The patch was finally merged into FreeBSD 8.0 -current by Alexander Leidinger on October 14th the same week that the RELENG_7 branch was created and the FreeBSD code freeze ended. However, it was backed out the next day on the request of Poul-Henning Kamp, who complimented the efforts of the SoC project but questioned whether the framework was needed in FreeBSD, and whether the code had a FreeBSD feel.

A lengthy discussion followed, with many people on both sides of the argument. Constantine explained that the framework may not be necessary in FreeBSD due to some "sysctl magic" introduced by Poul-Henning Kamp. In OpenBSD sysctl's are static and you can't create random sysctl nodes on the fly, whereas in FreeBSD you can. He added that there were also questions about whether all of this should be done in userland rather than in the kernel.

In the end, Constantine still felt like he gained quite a bit of experience with the drivers, and was glad to see the code make it into DragonFly BSD. He noted that the patch is still available and should still apply.

Questions and Answers
Constantine opened the floor to questions. Poul-Henning Kamp got up and tried to better explain why he was opposed to the sensor framework being merged into FreeBSD. First, he suggest that the "framework" isn't really a framework, and can't be extended on the fly, instead requiring changes to sensorsd to add support for additional sensors. Second, he noted that time sensors don't belong with the others, that instead they should be handled by ntpd, "that they're used here is a prevailing architecture issue that I object to." Finally, his third complaint was that there hasn't been enough thought as to what a sensor actually is, and because of this much ends up in the kernel that would normally be handled in userland. He concluded by saying that the code is a very good prototype, but that he'd like to work with people to get it done right.
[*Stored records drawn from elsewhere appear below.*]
PR #49, opened 2021-09-16
With scipp 0.8

nvaytet:
- Had to remove some comparisons in the relfectometry data tests because when using grouping, all events in the same bin have the same ID, and they are no longer stored redundantly
- Some small fixes to function arguments, e.g. `variances -> with_variances`

**Note:** builds will fail until `scippneutron=0.3` is released.


arm61 (approved):
I am happy with the changes to the reflectometry code

src/ess/wfm/stitch.py
```diff
@@ -67,8 +65,10 @@ def _stitch_event_data(item: sc.DataArray, frames: sc.Dataset, dim: str, new_dim
     binned = sc.bin(item, edges=[edges])
 
     for i in range(frames.sizes["frame"]):
-        binned[dim, i * 2].bins.coords[dim] -= frames["time_correction"].data["frame",
-                                                                              i]
+        # TODO: temporary fix working on the .values because read-only flag is set
+        binned[dim, i *
+               2].value.coords[dim].values -= frames["time_correction"].data["frame",
+                                                                             i].values
```
SimonHeybrock: Do you actually need the `.values`? The crucial bit of the workaround is the first `.value` (singular).

PR #50, opened 2021-09-24
transform_coords building blocks for gravity correction in theta vs wavelength transformations

OwenArnold:
Aim is to put generic building blocks in place rather than wire it in. `transform_coords` became available in scipp 0.8 and is the new generic mechanism.

Effectively does this 
image

See non `transform_coords` implementation https://scipp.github.io/ess-notebooks/reflectometry/amor_reduction_detailed.html#Theta-calculation-and-gravity-correction 

This implementation produces identical for input data that @arm61  uses:
image


src/ess/reflectometry/transform_coords.py
```diff
@@ -0,0 +1,28 @@
+import scipp as sc
+from scipp.constants import neutron_mass, h, g
+
+
+def to_velocity(wavelength):
+    return sc.to_unit(h / (wavelength * neutron_mass), sc.units.m / sc.units.s,
+                      copy=False)
```
SimonHeybrock: Rewrite this to do large operations last. As written here we first create multiple large intermediates, consuming a lot of memory and compute. Rewrite to multiply with `wavelength` as the very last step. Also `to_unit` could be done before.

src/ess/reflectometry/transform_coords.py
```diff
@@ -0,0 +1,28 @@
...
+
+
+# Derivative of y with respect to z
+def to_y_dash(wavelength, sample_position, detector_position):
```
SimonHeybrock: Could this use `scattered_beam` instead of the two positions?

src/ess/reflectometry/transform_coords.py
```diff
@@ -0,0 +1,28 @@
...
+    diff = (detector_position - sample_position)
+    velocity_sq = to_velocity(wavelength)
+    velocity_sq *= velocity_sq
+    gy = sc.vector(value=[0, -1, 0]) * g
+    # dy due to gravity = -0.5gt^2 = -0.5g(dz/dv)^2
+    # therefore y'(z) = dy/dz - 0.5g.dz/dv^2 / dz
+    return (-0.5 * sc.norm(gy)
+            * diff.fields.z / velocity_sq) + (diff.fields.y / diff.fields.z)
```
SimonHeybrock: This is bound to break since it hard-codes the direction of gravity. I would recommend to require a `g` coordinate that is defined as a *vector* with every data array. Essentially this vector would replace (parts of) what Mantid defines as "reference frame".

src/ess/reflectometry/transform_coords.py
```diff
@@ -0,0 +1,28 @@
...
+
+
+def to_scattering_angle(w, wavelength, detector_id, position, sample_position):
+    z_origin = sample_position.fields.z
+    y_origin = sample_position.fields.y
+    z_measured = position.fields.z
+    y_dash = to_y_dash(wavelength, sample_position, position)
+    height = y_dash * (z_measured - z_origin) + y_origin
+    return sc.atan2(y=height, x=z_measured) - w
```
SimonHeybrock: Hard coding some directions as well? Can we define/require, e.g., a sample-normal vector instead?

SimonHeybrock (commented):
Some comments below. Should we drop the `to_` prefixes, we don't use prefixes much elsewhere?

src/ess/reflectometry/transform_coords.py
OwenArnold: Yes, fully agree. Would be much happier if we did this with configurable beam and sample normal (up) directions.

SimonHeybrock: Would not call it `up` though, since there are reflectometry beamlines where "up" is not the sample normal, since the beamline "lies" on its side.

src/ess/reflectometry/transform_coords.py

Constantine asked why coretemp(4) and k8temp(4) are in the kernel then, to which Poul-Henning Kamp acknowledged that they probably shouldn't be. He added that in his experiences with open source he's found that something adequate that is already merged is capable of preventing something that is decent or even good from ever being merged. "That why we didn't want to merge your patch, to increase the pressure to do it right. What you've done is adequate enough that it would prevent it from getting done right."

Constantine then pointed out that the framework was first written in 1999 or 2000 in NetBSD, "if no-one has done it right until now, do you really expect it will be done right any time soon?" Poul replied, "not doing it right is not an excuse for not doing it right." Constantine countered, "a lot of people use it and like it," to which Poul quickly retorted, "look at Windows."

Poul then went on to stress that calling it a framework is wrong because it does not have designed in extensibility, the application has to have intimate knowledge of every sensor it supports. He suggested calling it a "communication method" instead of calling it a "framework", at which point he'd be more willing to consider merging it. "It started out as sort of a hack, things were added, and one day you have Windows Vista architecture. No, this needs to be stopped, thought out carefully, and done right. Or you'll end up with Linux procfs. A bucket of random junk that nobody can find things in."

Poul continued, suggesting that there meaning needs to be given to the sensor values, "what do the numbers mean? It's 50 degrees hot, but what's the context? He also suggested that the values should be recorded in a machine readable format, and that a mechanism should be provided for determining what the values actually mean. He concluded, "I didn't say it would be easy".